John: First, just be led by the business problem, and continue to be razor-focused on that business problem. Then, just start out with some very simple method of solving that problem that may not involve AI.
Next, we need to asses:
- What are the costs?
- What are the challenges?
- What are the benefits?
Finally, consider AI alongside a simple solution and asses whether the AI is actually going to add serious value.This design process is a helpful exercise even if you don’t do the project. Consider how the AI is going to help you and establish your method of evaluation. Then you can understand whether the AI project is actually working or not.
As a result, we have this concept that machine learning of is a process of training and testing. You don’t want your model to cheat, and you want to train the model, but then give it a blind exam to make sure it’s working.
This training and testing is really, really important, and it’s actually an awful lot harder than it seems – especially in forecasting situations. Imagine I can see that this model predicted three months ahead. How do you know this forecast is going to generalize? The solution is to pilot things in a live situation and conduct your evaluation. The last mile is getting out getting out of the lab into the market.
Michelle: Last year, BankersLab began conducting courses in experimental design (A/B testing). Based on this discussion, it seems necessary for AI and machine learning. Are we up to the task?
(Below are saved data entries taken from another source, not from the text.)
PR #155, opened 2020-10-26
add computer name parameter to win_dns_zone module

cjpit:
##### SUMMARY
Adds computer name parameter, similar to win_dns_record

##### ISSUE TYPE
- Feature Pull Request

##### COMPONENT NAME
win_dns_zone

##### ADDITIONAL INFORMATION
https://docs.microsoft.com/en-us/powershell/module/dnsserver/add-dnsserverprimaryzone?view=win10-ps

### DIFF
--- a/plugins/modules/win_dns_record.ps1
+++ b/plugins/modules/win_dns_record.ps1
@@ -16,7 +16,7 @@ $spec = @{
         value = @{ type = "list"; elements = "str"; default = @() ; aliases=@( 'values' )}
         weight = @{ type = "int"}
         zone = @{ type = "str"; required = $true }
-        computer_name = @{ type = "str" }
+        server = @{ type = "str" }
     }
     required_if = @(,@("type", "SRV", @("port", "priority", "weight")))
     supports_check_mode = $true
@@ -33,12 +33,12 @@ $type = $module.Params.type
 $values = $module.Params.value
 $weight = $module.Params.weight
 $zone = $module.Params.zone
-$dns_computer_name = $module.Params.computer_name
+$server = $module.Params.server
 
 
 $extra_args = @{}
-if ($null -ne $dns_computer_name) {
-    $extra_args.ComputerName = $dns_computer_name
+if ($null -ne $server) {
+    $extra_args.ComputerName = $server
 }
 
 if ($state -eq 'present') {
--- a/plugins/modules/win_dns_record.py
+++ b/plugins/modules/win_dns_record.py
@@ -77,12 +77,13 @@ options:
     - The zone must already exist.
     required: yes
     type: str
-  computer_name:
+  server:
     description:
       - Specifies a DNS server.
       - You can specify an IP address or any value that resolves to an IP
         address, such as a fully qualified domain name (FQDN), host name, or
         NETBIOS name.
+    version_added: 1.2.0
     type: str
 '''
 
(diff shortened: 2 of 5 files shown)


plugins/modules/win_dns_zone.py
```diff
@@ -80,6 +80,13 @@
       - At least one server is required.
     elements: str
     type: list
+  computer_name:
```
jborean93, line 83: I'm torn as to whether this should be `server` or `computer_name`. I know the underlying cmdlets use `-ComputerName` but we've already set a precedent for `server` with the AD modules to explicitly select the AD host to target when managing the object.

I personally lean towards making this `server` to make it uniform with what we already do but interested to hear what you think.

plugins/modules/win_dns_zone.py
```diff
@@ -80,6 +80,13 @@
...
+    description:
+      - Specifies a DNS server.
+      - You can specify an IP address or any value that resolves to an IP
+        address, such as a fully qualified domain name (FQDN), host name, or
+        NETBIOS name.
+    type: str
```
jborean93, line 89: This is a new option, it should have `version_added: 1.2.0` to tell users when this was first available in the docs.

jborean93 (changes requested):
Changes look good, just wondering whether we should change the option to `server` to match the way things are done in the AD modules. 

The only other thing we want to add is a changelog fragment so we can advertise this new feature when we release the next version of this collection. To add a fragment you need to create a new file that ends with `.yml` in https://github.com/ansible-collections/community.windows/tree/main/changelogs/fragments.

The contents would be something like (feel free to change the text):

```yaml
minor_changes:
- win_dns_zone - Added ``module option`` to specify the DNS server to connect to when managing the zone object
```

plugins/modules/win_dns_zone.py
cjpit: Yeah I'd agree, server is easier to understand - When I first read the docs for the module, i didn't get it and it wasn't until i got the powershell cmd working I realized what to do, so yep can make those changes, as well as to win_dns_record

plugins/modules/win_dns_record.py
```diff
@@ -77,12 +77,13 @@
...
     required: yes
     type: str
-  computer_name:
+  server:
     description:
       - Specifies a DNS server.
       - You can specify an IP address or any value that resolves to an IP
         address, such as a fully qualified domain name (FQDN), host name, or
         NETBIOS name.
+    version_added: 1.2.0
```
jborean93, line 86: Sorry I was not aware that `computer_name` was already in use here, we still need to accept as an alias that for backwards compatibility. We can skip the `version_added` as technically the option isn't new, just make sure the description mentions it was renamed in the 1.2.0 release like so

```suggestion
  server:
    description:
      - Specifies a DNS server.
      - You can specify an IP address or any value that resolves to an IP
        address, such as a fully qualified domain name (FQDN), host name, or
        NETBIOS name.
      - Was renamed from I(computer_name) to I(server) in 1.2.0.
    aliases:
    - computer_name
```

plugins/modules/win_dns_record.ps1
```diff
@@ -16,7 +16,7 @@ $spec = @{
         value = @{ type = "list"; elements = "str"; default = @() ; aliases=@( 'values' )}
         weight = @{ type = "int"}
         zone = @{ type = "str"; required = $true }
-        computer_name = @{ type = "str" }
+        server = @{ type = "str" }
```
jborean93, line 19: Need to make sure we don't break any existing playbooks by accepting it as an alias

```suggestion
        server = @{ type = "str"; aliases = @("computer_name") }
```

PR #158, opened 2020-11-05
Feature/nssm appenv and custom path

morco:
##### SUMMARY

This extends `win_nssm` with two parameters which can be used to populate the nssm field `AppEnvironmentExtra` internally: 

- `app_environment`: generic key value pairs passed through to service app environment
- `custom_pathvar`: used for setting the $PATH envvar for service app, it makes it easy to merge the default PATH with custom appends and / or prepends

**IMPORTANT:** For specific situations this PR might result in breaking changes. If someone uses the win_nssm module but handles filling `AppEnvironmentExtra` by different means (for example manually or with a custom `win_shell` call), the app environment would be reset to empty after the win_nssm call even when optional new param `app_environment` is unset. Not sure if this is a real usecase and if it might be better to change this, so that only if `app_environment` is explicitly added to a task it is active, but conceptionally this seems imho the right think to do, because if something is managed by an ansible module, it should be managed completly by it, right? 
And if the task in the playbook does not define any app environment the actual service should also not have one.

##### ISSUE TYPE
- Feature Pull Request

##### COMPONENT NAME
win_nssm

##### ADDITIONAL INFORMATION

```paste below

```


jborean93:
I've yet to look at the actual code but I'm wondering whether we need to make `custom_pathvar` as complex as it is right now. why not just have `app_environment` take in the `PATH` environment var and have it include whatever the user desires. If they wish to append or prepend it to the existing `PATH` env var on the host they can use the `{{ ansible_env.PATH }}` fact or get the PATH value manually beforehand with `win_shell`. This keeps things simple where env vars are all defined under 1 key and make it completely explicit as to the `PATH` env var the user wishes to define for their service.

morco:
Yeah, you probably right about `custom_pathvar`. Accomplishing the same just using plain ansible vars, filters and such is actually really easy, so making a builtin special case for this seems over the top, so I removed it. I also added an example for `app_environment`. What about the "breaking" behaviour for `app_environment`: 

   Omit == Explicity set to null == Explicity set to empty dict => Ansible forces nssm app_env to empty

Is it ok to do this because it is architectorial the right thing (it is, isn't it?) or would it be better to play safe here and map the omit case to "dont mess with app_env at all" ? As argued above it would only break things for playbooks which use some kind of combination of a custom homebrew mechanism to set `app_enviroment` together with standard `win_nssm` module.
Than again I'm really not sure if I can actually distinguish inside module code between user ommitted an option and user explicitly set it to null / empty.

I could describe the situation in changelog `know_issues` section, maybe that would be the best thing todo? Or even classify it as `breaking_change`, but if limiting the focus on just the module itself nothing is breaking.

jborean93:
> Is it ok to do this because it is architectorial the right thing (it is, isn't it?) or would it be better to play safe here and map the omit case to "dont mess with app_env at all" 

I would say the safe thing is when `app_environment` is not defined it should work with the current behaviour and not touch `AppEnvironmentExtra` at all. While you could argue that we should always manage it I don't think it's worth making a breaking change in behaviour right off the bat.

What we could do is not touch when it isn't defined, check to see if it is set externally, and add a deprecation warning saying in the future the module will set this to `@{}` by default. That should really be in a separate PR if you wanting to go down that route though.

> Than again I'm really not sure if I can actually distinguish inside module code between user ommitted an option and user explicitly set it to null / empty.

You would have to remove `-default @{}` in `Get-AnsibleParam` and thus if it is omitted by the user then it will become `$null`. Now you can differentiate between:

* `$null` - do nothing
* `@{}` - user explicitly passed in an empty dict
* `@{Key = 'value'}` - user explicitly passed in dict of env vars

plugins/modules/win_nssm.ps1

John: It’s not just bankers, it’s difficult for all of us. If we just launched a product, we to immediately ask:
- Is our sample size big enough?
- Is there a confounding factor?
You need to get into that kind of analytical mindset. You can pick up the math of the A/B test in a day or two, and it’s been around for 100 years. We need the courage to do it and say it. You need to communicate with team members and management about the rigor in the process.
Michelle: Even a simple test that’s done well can be gold.
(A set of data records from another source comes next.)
PR #159, opened 2020-11-11
win_partition: Return size as number when set in bytes

silid:
##### SUMMARY
Small change to ensure size is returned as a number when set in bytes

##### ISSUE TYPE

- Bugfix Pull Request

##### COMPONENT NAME
win_partition

##### ADDITIONAL INFORMATION
win_partition can return incorrect size comparisons when the size is submitted in bytes as the value was returned as a string rather than a number.

This PR returns the partition size as a number even when submitted in bytes so the size comparison works.

Before change:
```paste below
    "msg": "Specified partition size (53687091200) exceeds size supported by the partition (107238899200)"

```

### DIFF
--- a/changelogs/fragments/159-win_partition_bytes_as_number.yaml
+++ b/changelogs/fragments/159-win_partition_bytes_as_number.yaml
@@ -1,0 +1,2 @@
+bugfixes:
+  - win_partition - fix size comparison errors when size specified in bytes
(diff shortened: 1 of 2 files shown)


briantist (approved):
This looks good to me! Maintainers might ask for other changes though.

You'll need a [changelog fragment](https://docs.ansible.com/ansible/devel/community/development_process.html#changelogs-how-to) as well.

changelogs/fragments/159-win_partition_bytes_as_number.yaml
```diff
@@ -0,0 +1,2 @@
+bugfixes:
+  - win_partition - fix size comparison errors when size specified in bytes
```
briantist, line 2:
```suggestion
  - win_partition - fix size comparison errors when size specified in bytes (https://github.com/ansible-collections/community.windows/pull/159)
```

jborean93:
Seems good to me, thanks for fixing this problem.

John: I think you hit the nail on the head. A simple task, simple model and a little program – done well, can have a much bigger impact than being able to say you used some type of AI that sounds fancy.
Michelle: Are we finally growing tired of the buzzwords and ready to just get down to business?
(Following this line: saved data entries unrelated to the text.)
PR #170, opened 2020-12-01
win_psrepository_copy - new module

briantist:
##### SUMMARY

Adds new module `win_psrepository_copy` for copying PSRepositories to other user profiles on the system.
This solves for the lack of host-wide registered PSRepositories.

##### ISSUE TYPE

- New Module Pull Request

##### COMPONENT NAME

win_psrepository_copy

### DIFF
--- a/plugins/modules/win_psrepository_copy.ps1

Michelle: What are some of the biggest hurdles you see out there that people are encountering when they try to implement solutions?
John: I’d say it’s the communication gap between the different roles on these projects. We do have a problem with supervised learning with the amount of data needed for it, that that’s one technical issue, and there’s a lot of things in the pipeline which accept supervised learning. The tools and technologies have advanced in leaps and bounds.
We need to educate business people and explain the capabilities, and data scientists need to absorb domain knowledge.
Michelle: We’ve conducted a number of workshops which are basics of lending and digital banking for the technologists to ensure they understand the critical cause and effects within these lending portfolios. They don’t need to become the domain expert, but they need to be able to collaborate.
John: This collaboration is worth even more than the next technological breakthrough.
Michelle: Learn-tech.io has been offering AI for leaders to help them lead the change. They don’t need to start coding Python, but rather they need to provide leadership to identify the business problems.
John: A great business leader is very well versed in getting up to speed in new area very fast, whether it’s finance or IT data governance. AI is now a big part of that.
The BankersLab workshops help you get behind the headlines.
So let’s say we’ve now sparked some excitement among folks to do work on AI and Machine Learning. Do they need to go get a PhD? What kind of qualifications should they get?
John: There are a number of routes. Master of Science and PHD’s are definitely common enough – but I’ve also seen college dropouts and high school graduates doing well. With coding and AI you can show what you can do pretty quickly. There are many resources to self-learn.
Find work in your company to get practical skills, and you can join courses online where you can meet other people doing similar work.